*** Opening Records ***

PR #186, opened 2025-01-27
feat: client identification headers

Tymek:
Identification headers consistent with other Unleash SDKs.

> This PR adds standardized client identification headers to the feature and metrics calls that the client makes to Unleash. The headers are:
> - `unleash-appname`: the name of the application that is using the client. `UNLEASH-APPNAME` will be deleted in another PR (expand/contract pattern)
> - `unleash-connection-id`: an internal unique identifier for the current instance of the client generated by the built-in crypto lib
> - `unleash-sdk`: sdk information in the format `unleash-client-<language>:<version>`
> 
> All the headers are intended for the Unleash team. Changes should be implemented in a way that does not change SDK behavior in a significant way.
> The main use cases we have are:
> * capacity planning by knowing the number of unique connections made to the backend API
> * debugging misconfigured SDKs sending more traffic than expected

Fixes [issue/1-3271](https://linear.app/unleash/issue/1-3271/uniqueness-headers-in-go-sdk)

### DIFF
--- a/client.go
+++ b/client.go
@@ -169,9 +169,9 @@ func NewClient(options ...ConfigOption) (*Client, error) {
 	if uc.options.customHeaders != nil {
 		headers = uc.options.customHeaders
 	}
-	headers.Set("x-unleash-appname", uc.options.appName)
-	headers.Set("x-unleash-sdk", fmt.Sprintf("%s:%s", clientName, clientVersion))
-	headers.Set("x-unleash-connection-id", getConnectionId())
+	headers.Set("unleash-appname", uc.options.appName)
+	headers.Set("unleash-sdk", fmt.Sprintf("%s:%s", clientName, clientVersion))
+	headers.Set("unleash-connection-id", getConnectionId())
 
 	uc.repository = newRepository(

*** Closing Records ***

§ **Task details**
Lines from the top of the entries through the line with "This PR adds" are to be transcribed exactly, and nothing more.

§ **Result for this task**
PR #186, opened 2025-01-27
feat: client identification headers

Tymek:
Identification headers consistent with other Unleash SDKs.

> This PR adds standardized client identification headers to the feature and metrics calls that the client makes to Unleash. The headers are:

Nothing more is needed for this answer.